Sabato, who said the polling industry "needs some housecleaning," clarified to FoxNews.com on Thursday that he wants the polling business -- not the government -- to conduct an internal review of its practices and procedures. 
"The government is the last group you'd want conducting any inquiry. Not only would it become partisan, inevitably, but the best polling professionals are well capable of organizing this themselves," he told FoxNews.com in an email.

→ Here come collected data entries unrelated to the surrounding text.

PR #93, opened 2019-07-10
Log messages to calculate predictions cache miss ratio

phildarnowsky:
#### Summary of changes
**Asana Ticket:** [🔧 Performance: Log cache/hit ratio for predictions repo](https://app.asana.com/0/555089885850811/1129115952715485)

Added two log messages. One gets logged every time `Predictions.Repo.all` gets called, the other gets logged only when that function has a cache miss. From this, we can calculate our cache miss (or hit) ratio via Splunk.

<br>
Assigned to: @ryan-mahoney

### DIFF
--- a/apps/predictions/lib/repo.ex
+++ b/apps/predictions/lib/repo.ex
@@ -13,6 +13,8 @@ defmodule Predictions.Repo do
   ]
 
   def all(opts) when is_list(opts) and opts != [] do
+    Logger.info("predictions_repo_all")
+
     @default_params
     |> add_optional_param(opts, :route)
     |> add_optional_param(opts, :stop)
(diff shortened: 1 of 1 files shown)


apps/predictions/lib/repo.ex
```diff
@@ -13,6 +13,8 @@ defmodule Predictions.Repo do
   ]
 
   def all(opts) when is_list(opts) and opts != [] do
+    Logger.info("predictions_repo_all")
```
ryan-mahoney: I think for the purpose of simplifying the Splunk work, it still makes sense to use something like `prediction_repo_all_cache=call` `prediction_repo_all_cache=cache_miss`... so we are still querying for one `field` and then doing some calculation on it's value.  In my limited experience it can be tricky to compare the results of two distinctly different splunk queries

phildarnowsky:
@ryan-mahoney updated.

PR #94, opened 2019-07-10
Pass 1 on performance improvements to ServiceSchedules

meagonqz:
#### Summary of changes
**Asana Ticket:** [🔧 Performance of scheduled departures (MOB)](https://app.asana.com/0/555089885850811/1130531308814807)

<br>
Assigned to: @phildarnowsky


ryan-mahoney:
there is still some timing / logging in here... if we are going to merge, we should probably take that out

ryan-mahoney:
also, before merging we should get this on dev green and maybe send the web-crawler to run against the site and take a look at the memory utilization.  I would hate to merge this in only to find that the site is crashing because we have exhausted the available memory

In Kansas, number-crunchers at FiveThirtyEight had forecast a big loss for Gov. Sam Brownback, but he won by a 4-point margin. Data from FiveThirtyEight also predicted Roberts would be defeated in Kansas -- and many polls showed him virtually tied -- but he won by more than 10 percentage points against independent candidate Greg Orman. Likewise, in Georgia, Republican David Perdue beat Michelle Nunn for an open Senate seat by 8 points, despite polls showing a much closer race. 
Sabato, who heads up the Center for Politics' Crystal Ball website, had his own share of misses Tuesday night. Sabato had nine races leaning Democrat. Of those, seven were won by Republicans including the gubernatorial races in Maryland, Maine and Illinois. Maryland was a huge upset, as most polls showed Democrat Anthony Brown well ahead, yet Republican Larry Hogan won comfortably. 
Real Clear Politics, an online site that compiles polls from various resources, posted polling averages that largely did not square with the results. In almost every contested Senate race, Republican candidates beat the Real Clear Politics polling data. 
Sabato believes that in many cases, pollsters failed to factor in how heavily Republican and conservative the electorate in a low-turnout midterm was going to be. 
"After the experience of 2012, when they undercounted Hispanics and young people, they were concerned about the same phenomenon happening again," he said. "Perhaps they over-compensated. I want them to tell us." 
Rasmussen Reports defended its polling data on its website, saying in a written statement that they got it right "most of the time." 
"It's interesting to note that in the races in which the spread was really off for us (and the Real Clear Politics average of all pollsters), most of the time we were spot-on for the Democratic number but wrong on the Republican number," the message stated. 
Rasmussen pointed to a number of unknowns. "If you add the percentage of voters 'not sure' to the GOP side, you will come very close to the final Republican number," the statement said. 
Rasmussen believes that the data "suggests the last-minute swing vote went to the Republicans, and while it did not necessarily change the game in terms of the winner, it very much changed the spread between the candidates." 
This is not the first time some off-base polling has prompted a review of the methods used by polling firms. After Gallup showed Mitt Romney ahead in the 2012 presidential race -- he lost -- the Gallup Poll reviewed its own methodology of selecting voters. 
"It's becoming a much more difficult, nerve-wracking business," Geoff Garin, the president of Hart Research Associates and a leading Democratic pollster, told Bloomberg News at the time.